◆ **Work to complete**: When transcribing the entries, keep each one exactly as it is.

◆ **Material supplied**:
PR #1261, opened 2022-01-04
Fix REST search when using zero ('0') as the query parameter

### LINKED ISSUE #1260: Vocabulary search using "0" as the query argument throws an error
https://api.finto.fi/rest/v1/ykl/search

1. GET https://api.finto.fi/rest/v1/ykl/search?query=0

As searching by notation is a thing and 0 is a valid notation I would expect the search to work and find this item: http://urn.fi/URN:NBN:fi:au:ykl:0, just like it works with https://api.finto.fi/rest/v1/ykl/search?query=1.

Currently it throws `400 Bad Request : query parameter missing`. I'd assume this comes from php evaluating "0" to false

kinow:

Prevent a string value being treated as a boolean, causing a valid search query to fail.

- Closes #1260

1. added a unit test with some cases where it should pass, and where it should fail. It's using parameters with phpunit, so this can be extended later if needed to cover more cases.
2. fixed the code by using `isset()` and also trimming the value, and checking if the `strlen` returned is `zero`.
3. happy to revert, but the invalid `return`'s have always bothered me in the controller methods :disappointed_relieved: so I also fixed that by using `return`, and annotated the params & method changed with types (I think our minimum version of PHP accepts it? if not, and CI fails, I'll revert this part)

## Checklist

### DIFF
--- a/controller/RestController.php
+++ b/controller/RestController.php
@@ -169,27 +169,30 @@ class RestController extends Controller
      * Performs the search function calls. And wraps the result in a json-ld object.
      * @param Request $request
      */
-    public function search($request)
+    public function search(Request $request): void
     {
         $maxhits = $request->getQueryParam('maxhits');
         $offset = $request->getQueryParam('offset');
         $term = $request->getQueryParamRaw('query');
 
-        if (!$term && (!$request->getQueryParam('group') && !$request->getQueryParam('parent'))) {
-            return $this->returnError(400, "Bad Request", "query parameter missing");
+        if ((!isset($term) || strlen(trim($term)) === 0) && (!$request->getQueryParam('group') && !$request->getQueryParam('parent'))) {
+            $this->returnError(400, "Bad Request", "query parameter missing");
+            return;
         }
         if ($maxhits && (!is_numeric($maxhits) || $maxhits <= 0)) {
-            return $this->returnError(400, "Bad Request", "maxhits parameter is invalid");
+            $this->returnError(400, "Bad Request", "maxhits parameter is invalid");
+            return;
         }
         if ($offset && (!is_numeric($offset) || $offset < 0)) {
-            return $this->returnError(400, "Bad Request", "offset parameter is invalid");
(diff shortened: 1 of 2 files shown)


kinow:
SoanrCloud analysis is failing due to duplicated code, but as far as I can tell, none is in this PR:

image

osma:
>    added a unit test with some cases where it should pass, and where it should fail. It's using parameters with phpunit, so this can be extended later if needed to cover more cases.

Great work!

◆ **Output of the task**:
PR #1261, opened 2022-01-04
Fix REST search when using zero ('0') as the query parameter

### LINKED ISSUE #1260: Vocabulary search using "0" as the query argument throws an error
https://api.finto.fi/rest/v1/ykl/search

1. GET https://api.finto.fi/rest/v1/ykl/search?query=0

As searching by notation is a thing and 0 is a valid notation I would expect the search to work and find this item: http://urn.fi/URN:NBN:fi:au:ykl:0, just like it works with https://api.finto.fi/rest/v1/ykl/search?query=1.

Currently it throws `400 Bad Request : query parameter missing`. I'd assume this comes from php evaluating "0" to false

kinow:

Prevent a string value being treated as a boolean, causing a valid search query to fail.

- Closes #1260

1. added a unit test with some cases where it should pass, and where it should fail. It's using parameters with phpunit, so this can be extended later if needed to cover more cases.
2. fixed the code by using `isset()` and also trimming the value, and checking if the `strlen` returned is `zero`.
3. happy to revert, but the invalid `return`'s have always bothered me in the controller methods :disappointed_relieved: so I also fixed that by using `return`, and annotated the params & method changed with types (I think our minimum version of PHP accepts it? if not, and CI fails, I'll revert this part)

## Checklist

### DIFF
--- a/controller/RestController.php
+++ b/controller/RestController.php
@@ -169,27 +169,30 @@ class RestController extends Controller
      * Performs the search function calls. And wraps the result in a json-ld object.
      * @param Request $request
      */
-    public function search($request)
+    public function search(Request $request): void
     {
         $maxhits = $request->getQueryParam('maxhits');
         $offset = $request->getQueryParam('offset');
         $term = $request->getQueryParamRaw('query');
 
-        if (!$term && (!$request->getQueryParam('group') && !$request->getQueryParam('parent'))) {
-            return $this->returnError(400, "Bad Request", "query parameter missing");
+        if ((!isset($term) || strlen(trim($term)) === 0) && (!$request->getQueryParam('group') && !$request->getQueryParam('parent'))) {
+            $this->returnError(400, "Bad Request", "query parameter missing");
+            return;
         }
         if ($maxhits && (!is_numeric($maxhits) || $maxhits <= 0)) {
-            return $this->returnError(400, "Bad Request", "maxhits parameter is invalid");
+            $this->returnError(400, "Bad Request", "maxhits parameter is invalid");
+            return;
         }
         if ($offset && (!is_numeric($offset) || $offset < 0)) {
-            return $this->returnError(400, "Bad Request", "offset parameter is invalid");
(diff shortened: 1 of 2 files shown)


kinow:
SoanrCloud analysis is failing due to duplicated code, but as far as I can tell, none is in this PR:

image

osma:
>    added a unit test with some cases where it should pass, and where it should fail. It's using parameters with phpunit, so this can be extended later if needed to cover more cases.

Great work!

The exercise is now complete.